Reproduce the data in its entirety, exactly as supplied.

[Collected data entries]
____
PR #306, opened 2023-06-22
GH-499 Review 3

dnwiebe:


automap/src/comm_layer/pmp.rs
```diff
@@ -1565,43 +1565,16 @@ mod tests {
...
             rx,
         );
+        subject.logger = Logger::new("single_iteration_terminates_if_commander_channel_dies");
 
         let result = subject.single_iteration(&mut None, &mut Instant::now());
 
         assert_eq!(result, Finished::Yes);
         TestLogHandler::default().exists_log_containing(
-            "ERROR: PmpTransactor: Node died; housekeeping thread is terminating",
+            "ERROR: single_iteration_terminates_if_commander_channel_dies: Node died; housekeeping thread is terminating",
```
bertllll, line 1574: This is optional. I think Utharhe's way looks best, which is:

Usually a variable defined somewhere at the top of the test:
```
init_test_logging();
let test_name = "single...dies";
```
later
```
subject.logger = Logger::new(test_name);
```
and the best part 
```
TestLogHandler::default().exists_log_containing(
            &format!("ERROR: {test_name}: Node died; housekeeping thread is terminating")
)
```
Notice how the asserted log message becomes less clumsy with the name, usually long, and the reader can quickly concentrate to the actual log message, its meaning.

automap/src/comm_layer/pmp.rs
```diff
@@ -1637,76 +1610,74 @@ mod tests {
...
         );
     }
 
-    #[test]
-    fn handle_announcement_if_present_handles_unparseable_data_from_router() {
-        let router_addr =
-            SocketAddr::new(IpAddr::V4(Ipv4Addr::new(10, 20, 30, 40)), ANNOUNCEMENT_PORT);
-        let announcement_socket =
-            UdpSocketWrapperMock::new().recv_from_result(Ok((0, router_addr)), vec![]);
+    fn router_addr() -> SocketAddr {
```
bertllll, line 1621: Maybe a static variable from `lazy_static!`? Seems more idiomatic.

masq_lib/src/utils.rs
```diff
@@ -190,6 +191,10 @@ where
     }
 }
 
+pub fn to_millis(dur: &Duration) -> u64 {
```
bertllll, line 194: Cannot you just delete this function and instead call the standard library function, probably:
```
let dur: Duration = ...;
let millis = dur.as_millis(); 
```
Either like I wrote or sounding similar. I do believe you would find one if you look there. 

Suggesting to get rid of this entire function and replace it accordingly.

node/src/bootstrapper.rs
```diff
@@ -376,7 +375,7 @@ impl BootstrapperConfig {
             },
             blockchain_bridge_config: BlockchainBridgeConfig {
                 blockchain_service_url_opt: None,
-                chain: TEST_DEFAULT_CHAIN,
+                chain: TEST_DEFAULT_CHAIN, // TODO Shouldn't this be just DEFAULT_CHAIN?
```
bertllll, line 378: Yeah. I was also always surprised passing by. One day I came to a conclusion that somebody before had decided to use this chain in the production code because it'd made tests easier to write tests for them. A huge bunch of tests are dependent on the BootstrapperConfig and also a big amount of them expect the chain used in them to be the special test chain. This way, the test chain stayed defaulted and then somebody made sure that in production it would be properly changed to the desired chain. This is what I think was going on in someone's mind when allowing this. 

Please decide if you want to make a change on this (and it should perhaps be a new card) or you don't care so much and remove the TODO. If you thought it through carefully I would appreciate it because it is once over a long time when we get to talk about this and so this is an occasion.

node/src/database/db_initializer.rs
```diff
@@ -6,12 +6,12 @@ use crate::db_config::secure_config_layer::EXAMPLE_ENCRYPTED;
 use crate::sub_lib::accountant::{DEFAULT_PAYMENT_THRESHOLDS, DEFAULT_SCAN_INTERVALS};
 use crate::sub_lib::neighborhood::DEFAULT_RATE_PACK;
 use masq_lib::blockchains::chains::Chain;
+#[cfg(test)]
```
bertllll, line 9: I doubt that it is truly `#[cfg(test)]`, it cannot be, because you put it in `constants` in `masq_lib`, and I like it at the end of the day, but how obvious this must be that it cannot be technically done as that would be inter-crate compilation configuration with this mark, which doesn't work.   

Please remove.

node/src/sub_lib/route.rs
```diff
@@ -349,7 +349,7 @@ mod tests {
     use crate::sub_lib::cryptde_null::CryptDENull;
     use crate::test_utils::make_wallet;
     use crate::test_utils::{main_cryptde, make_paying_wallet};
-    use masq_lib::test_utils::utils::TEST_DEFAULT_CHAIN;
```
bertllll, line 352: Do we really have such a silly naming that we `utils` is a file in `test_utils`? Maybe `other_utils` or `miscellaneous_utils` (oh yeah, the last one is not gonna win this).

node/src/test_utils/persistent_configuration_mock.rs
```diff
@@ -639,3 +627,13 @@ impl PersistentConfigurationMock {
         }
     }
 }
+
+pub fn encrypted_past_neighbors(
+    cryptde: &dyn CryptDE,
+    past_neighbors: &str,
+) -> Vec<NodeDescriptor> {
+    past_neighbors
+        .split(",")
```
____
* **Response area**:
PR #306, opened 2023-06-22
GH-499 Review 3

dnwiebe:


automap/src/comm_layer/pmp.rs
```diff
@@ -1565,43 +1565,16 @@ mod tests {
...
             rx,
         );
+        subject.logger = Logger::new("single_iteration_terminates_if_commander_channel_dies");
 
         let result = subject.single_iteration(&mut None, &mut Instant::now());
 
         assert_eq!(result, Finished::Yes);
         TestLogHandler::default().exists_log_containing(
-            "ERROR: PmpTransactor: Node died; housekeeping thread is terminating",
+            "ERROR: single_iteration_terminates_if_commander_channel_dies: Node died; housekeeping thread is terminating",
```
bertllll, line 1574: This is optional. I think Utharhe's way looks best, which is:

Usually a variable defined somewhere at the top of the test:
```
init_test_logging();
let test_name = "single...dies";
```
later
```
subject.logger = Logger::new(test_name);
```
and the best part 
```
TestLogHandler::default().exists_log_containing(
            &format!("ERROR: {test_name}: Node died; housekeeping thread is terminating")
)
```
Notice how the asserted log message becomes less clumsy with the name, usually long, and the reader can quickly concentrate to the actual log message, its meaning.

automap/src/comm_layer/pmp.rs
```diff
@@ -1637,76 +1610,74 @@ mod tests {
...
         );
     }
 
-    #[test]
-    fn handle_announcement_if_present_handles_unparseable_data_from_router() {
-        let router_addr =
-            SocketAddr::new(IpAddr::V4(Ipv4Addr::new(10, 20, 30, 40)), ANNOUNCEMENT_PORT);
-        let announcement_socket =
-            UdpSocketWrapperMock::new().recv_from_result(Ok((0, router_addr)), vec![]);
+    fn router_addr() -> SocketAddr {
```
bertllll, line 1621: Maybe a static variable from `lazy_static!`? Seems more idiomatic.

masq_lib/src/utils.rs
```diff
@@ -190,6 +191,10 @@ where
     }
 }
 
+pub fn to_millis(dur: &Duration) -> u64 {
```
bertllll, line 194: Cannot you just delete this function and instead call the standard library function, probably:
```
let dur: Duration = ...;
let millis = dur.as_millis(); 
```
Either like I wrote or sounding similar. I do believe you would find one if you look there. 

Suggesting to get rid of this entire function and replace it accordingly.

node/src/bootstrapper.rs
```diff
@@ -376,7 +375,7 @@ impl BootstrapperConfig {
             },
             blockchain_bridge_config: BlockchainBridgeConfig {
                 blockchain_service_url_opt: None,
-                chain: TEST_DEFAULT_CHAIN,
+                chain: TEST_DEFAULT_CHAIN, // TODO Shouldn't this be just DEFAULT_CHAIN?
```
bertllll, line 378: Yeah. I was also always surprised passing by. One day I came to a conclusion that somebody before had decided to use this chain in the production code because it'd made tests easier to write tests for them. A huge bunch of tests are dependent on the BootstrapperConfig and also a big amount of them expect the chain used in them to be the special test chain. This way, the test chain stayed defaulted and then somebody made sure that in production it would be properly changed to the desired chain. This is what I think was going on in someone's mind when allowing this. 

Please decide if you want to make a change on this (and it should perhaps be a new card) or you don't care so much and remove the TODO. If you thought it through carefully I would appreciate it because it is once over a long time when we get to talk about this and so this is an occasion.

node/src/database/db_initializer.rs
```diff
@@ -6,12 +6,12 @@ use crate::db_config::secure_config_layer::EXAMPLE_ENCRYPTED;
 use crate::sub_lib::accountant::{DEFAULT_PAYMENT_THRESHOLDS, DEFAULT_SCAN_INTERVALS};
 use crate::sub_lib::neighborhood::DEFAULT_RATE_PACK;
 use masq_lib::blockchains::chains::Chain;
+#[cfg(test)]
```
bertllll, line 9: I doubt that it is truly `#[cfg(test)]`, it cannot be, because you put it in `constants` in `masq_lib`, and I like it at the end of the day, but how obvious this must be that it cannot be technically done as that would be inter-crate compilation configuration with this mark, which doesn't work.   

Please remove.

node/src/sub_lib/route.rs
```diff
@@ -349,7 +349,7 @@ mod tests {
     use crate::sub_lib::cryptde_null::CryptDENull;
     use crate::test_utils::make_wallet;
     use crate::test_utils::{main_cryptde, make_paying_wallet};
-    use masq_lib::test_utils::utils::TEST_DEFAULT_CHAIN;
```
bertllll, line 352: Do we really have such a silly naming that we `utils` is a file in `test_utils`? Maybe `other_utils` or `miscellaneous_utils` (oh yeah, the last one is not gonna win this).

node/src/test_utils/persistent_configuration_mock.rs
```diff
@@ -639,3 +627,13 @@ impl PersistentConfigurationMock {
         }
     }
 }
+
+pub fn encrypted_past_neighbors(
+    cryptde: &dyn CryptDE,
+    past_neighbors: &str,
+) -> Vec<NodeDescriptor> {
+    past_neighbors
+        .split(",")
```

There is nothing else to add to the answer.